All’inizio di luglio, nel Tibet orientale nella contea di Zeku, due tibetani sono stati denunciati e incarcerati dopo aver composto e cantato una canzone per lodare il Dalai Lama. Una terza persona è stata arrestata subito dopo per aver pubblicato la canzone sui suoi social media.

Si tratta del compositore Khado Tsetan, il cantante Tsegao e una ragazza della stessa regione.


Con ogni probabilità, la canzone voleva essere un gesto di rispetto e devozione nei confronti del Dalai Lama, nell’occasione del suo ottantacinquesimo compleanno avvenuto il 6 luglio.


Ebbene, anche il Dalai Lama stesso ha debuttato nel mondo della musica proprio verso i primi di luglio, pubblicando una raccolta di undici tracce meditative in cui la sua voce accompagna gli ascoltatori attraverso un viaggio musicale.
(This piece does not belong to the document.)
PR #1959, opened 2017-02-22
STORM-2374: Storm Kafka Client Test Topologies Must be Serializable

hmcl:


external/storm-kafka-client/src/test/java/org/apache/storm/kafka/spout/test/KafkaSpoutTopologyMainNamedTopics.java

Tuttavia la coppia di cantanti e compositori è stata accusata di presunta sovversione della legge e crimini di sicurezza dello stato. Il giornale «Tibet Watch», ha confermato che il compositore tibetano Khado è stato condannato a 7 anni di carcere e il cantante Tsegao a 3 anni.
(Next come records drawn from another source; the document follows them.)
PR #1962, opened 2017-02-24
STORM-2381: Add logging of JDBC connection string in storm-jdbc integration for debugging failures

tkuwabara789:
…ilures

Minor addition to expose JDBC connection string through logging in Hikari CP implementation.  For debugability purposes only.

### DIFF
--- a/external/storm-jdbc/src/main/java/org/apache/storm/jdbc/common/HikariCPConnectionProvider.java
+++ b/external/storm-jdbc/src/main/java/org/apache/storm/jdbc/common/HikariCPConnectionProvider.java
@@ -25,7 +25,11 @@ import java.sql.SQLException;
 import java.util.Map;
 import java.util.Properties;
 
+import org.slf4j.Logger;
+import org.slf4j.LoggerFactory;
+
 public class HikariCPConnectionProvider implements ConnectionProvider {
+    private static final Logger LOG = LoggerFactory.getLogger(HikariCPConnectionProvider.class);
 
     private Map<String, Object> configMap;
     private transient HikariDataSource dataSource;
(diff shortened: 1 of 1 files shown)


external/storm-jdbc/src/main/java/org/apache/storm/jdbc/common/HikariCPConnectionProvider.java
```diff
@@ -40,6 +44,10 @@ public synchronized void prepare() {
             Properties properties = new Properties();
             properties.putAll(configMap);
             HikariConfig config = new HikariConfig(properties);
+            if(properties.containsKey("dataSource.url"))
+                LOG.info("DataSource Url: " + properties.getProperty("dataSource.url"));
+            else if (config.getJdbcUrl() != null)
+                LOG.info("JDBC Url: " + config.getJdbcUrl());
```
tibkiss: Shouldn't this printout be independent of the presence of dataSource.url?
i.e. just an {{if}} instead of {{else if}}

tibkiss:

Khado Tsering era stato precedentemente detenuto e imprigionato per due anni alla fine del 2012. È stato arrestato a causa del suo coinvolgimento nelle proteste studentesche tibetane nel 2010 per i diritti linguistici tibetani nel Rebgong. È stato costantemente sottoposto a sorveglianza e monitorato dalle autorità cinesi per quattro anni. A Khado fu anche impedito di continuare i suoi studi.
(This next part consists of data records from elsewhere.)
PR #1963, opened 2017-02-24
STORM-2380 worker.childopts with whitespace inside one param

nilday:
This pattern matches
1.everything starts with -XX:\w+ or -D[\w.]+ and followed with quoted (both ' and ") strings
2.everything without \s, ' and " in it
This will solve the problem which params like -XX:OnError="pstack %p >~/pstack%p.log" will be split into pieces

### DIFF
--- a/storm-core/src/jvm/org/apache/storm/daemon/supervisor/BasicContainer.java
+++ b/storm-core/src/jvm/org/apache/storm/daemon/supervisor/BasicContainer.java
@@ -33,6 +33,8 @@ import java.util.List;
 import java.util.Map;
 import java.util.Map.Entry;
 import java.util.stream.Collectors;
+import java.util.regex.Matcher;
+import java.util.regex.Pattern;
 
 import org.apache.commons.lang.StringUtils;
 import org.apache.storm.Config;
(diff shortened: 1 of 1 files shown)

Il Partito Comunista Cinese sta conducendo una campagna di repressione nei confronti dell’identità dei tibetani tramite il tentativo di distruggere la loro lingua e cultura. Il rispetto per il Leader Tibetano in esilio è visto come un reato, sebbene perseguitato con accuse generali come «l’incitamento al separatismo».